Material supplied Start Marker

PR #4182, opened 2025-08-07
Store Aggregation on Query Level. 

### LINKED ISSUE #3352: Turn certain filters into WP_Query arguments

In certain parts of the plugin, custom filters are used to apply changes or functionality to `WP_Query` queries. The downside of this approach is that it's hard to target queries specifically as any query that occurs after adding to the filter will receive the changes. 

I ran into this issue developing the facet block, which uses the `ep_is_facetable` filter to enable faceting for the queries used to create the block previews. This filter applies aggregations to the query and populates a global variable with the results of those aggregations. I was experiencing an issue where another query was somehow being fired down the chain, which meant that aggregations were also applied to that query and the global variable was populated with aggregations for the wrong query.

A better approach would be to support an `ep_is_facetable` argument in `WP_Query` which applies the aggregations to just that query. Then, instead of populating a global variable, the aggregation results could be applied to the query object itself. This keeps everything contained to the specific query that needs to be facetable.

With a quick look I've identified these filters that could use this approach:

- `ep_is_facetable`
- `ep_intercept_remote_request`
- `ep_bypass_exclusion_from_search`

There may be others.

### Designs

_No response_

_No response_

### Code of Conduct

burhandodhy:
### Description of the Change

This PR updates the internal mechanism to store the aggregation data at the query level instead of using a global variable, and also deprecates the ep_is_facetable filter.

Material supplied End Marker

# [Exercise requirements]
The answer must be an exact copy of every record above.

# [Task solution]
PR #4182, opened 2025-08-07
Store Aggregation on Query Level. 

### LINKED ISSUE #3352: Turn certain filters into WP_Query arguments

In certain parts of the plugin, custom filters are used to apply changes or functionality to `WP_Query` queries. The downside of this approach is that it's hard to target queries specifically as any query that occurs after adding to the filter will receive the changes. 

I ran into this issue developing the facet block, which uses the `ep_is_facetable` filter to enable faceting for the queries used to create the block previews. This filter applies aggregations to the query and populates a global variable with the results of those aggregations. I was experiencing an issue where another query was somehow being fired down the chain, which meant that aggregations were also applied to that query and the global variable was populated with aggregations for the wrong query.

A better approach would be to support an `ep_is_facetable` argument in `WP_Query` which applies the aggregations to just that query. Then, instead of populating a global variable, the aggregation results could be applied to the query object itself. This keeps everything contained to the specific query that needs to be facetable.

With a quick look I've identified these filters that could use this approach:

- `ep_is_facetable`
- `ep_intercept_remote_request`
- `ep_bypass_exclusion_from_search`

There may be others.

### Designs

_No response_

_No response_

### Code of Conduct

burhandodhy:
### Description of the Change

This PR updates the internal mechanism to store the aggregation data at the query level instead of using a global variable, and also deprecates the ep_is_facetable filter.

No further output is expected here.